_ASSIGNMENT:_
A line belongs in the answer if it contains "testcase"; copy every such line from the entries below.

***** DATA RECORDS *****

PR #6943, opened 2024-10-02
Unwrap top-level array for OutVertices when flattenArgument.

### LINKED ISSUE #6940: Regression when using SV_Position with a mesh shader
**Description**

This regression was introduced fairly recently, but unsure when

When using SV_Position as the only output for vertices, it will fail compilation with:
error: validation errors
error: DXIL container mismatch for 'SigOutputElement' between 'PSV0' part:('PSVSignatureElement:

If the output is changed to a struct with SV_Position as one of the members, it works fine.

**Steps to Reproduce**

https://godbolt.org/z/7vEoEjzMf

**Actual Behavior**

Crash in validation

**Environment**
- DXC version (latest)
- Host Operating System (any)

python3kgae:
For primitives and vertices output of mesh shader, we need to unwrap the top-level array to get correct semantic index.

Fixes #6940

### DIFF
--- a/lib/Transforms/Scalar/ScalarReplAggregatesHLSL.cpp
+++ b/lib/Transforms/Scalar/ScalarReplAggregatesHLSL.cpp
@@ -5300,7 +5300,9 @@ void SROA_Parameter_HLSL::flattenArgument(
     // Unwrap top-level array if primitive
     if (inputQual == DxilParamInputQual::InputPatch ||
         inputQual == DxilParamInputQual::OutputPatch ||
-        inputQual == DxilParamInputQual::InputPrimitive) {
+        inputQual == DxilParamInputQual::InputPrimitive ||
+        inputQual == DxilParamInputQual::OutPrimitives ||
+        inputQual == DxilParamInputQual::OutVertices) {
       Type *Ty = Arg->getType();
       if (Ty->isPointerTy())
         Ty = Ty->getPointerElementType();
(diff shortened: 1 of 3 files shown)


damyanp (commented):
We should look for a review from someone more familiar with this part of the compiler than I am.

Is this actually a pre-existing bug that the updated validation code now catches?

Or is this fixing a regression introduced as part of updating the validation code?

python3kgae:
> We should look for a review from someone more familiar with this part of the compiler than I am.
> 
> Is this actually a pre-existing bug that the updated validation code now catches?
> 
> Or is this fixing a regression introduced as part of updating the validation code?

This is pre-existing bug that the updated validation code now catches.
The shader will hit assert in debug build before validation.

bob80905 (approved):
LGTM, other than `tools/clang/test/HLSLFileCheck/shader_targets/mesh/semantic_on_parameter.hlsl` needs a new line at EOF

lib/Transforms/Scalar/ScalarReplAggregatesHLSL.cpp
```diff
@@ -5300,7 +5300,9 @@ void SROA_Parameter_HLSL::flattenArgument(
     // Unwrap top-level array if primitive
     if (inputQual == DxilParamInputQual::InputPatch ||
         inputQual == DxilParamInputQual::OutputPatch ||
-        inputQual == DxilParamInputQual::InputPrimitive) {
+        inputQual == DxilParamInputQual::InputPrimitive ||
```
bfavela, line 5303: are you missing a testcase for this qualifier?

bfavela (approved):
LGTM after adding missing testcase (if needed)

lib/Transforms/Scalar/ScalarReplAggregatesHLSL.cpp
python3kgae: Added.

*****

_RESPONSE BELOW:_
bfavela, line 5303: are you missing a testcase for this qualifier?
LGTM after adding missing testcase (if needed)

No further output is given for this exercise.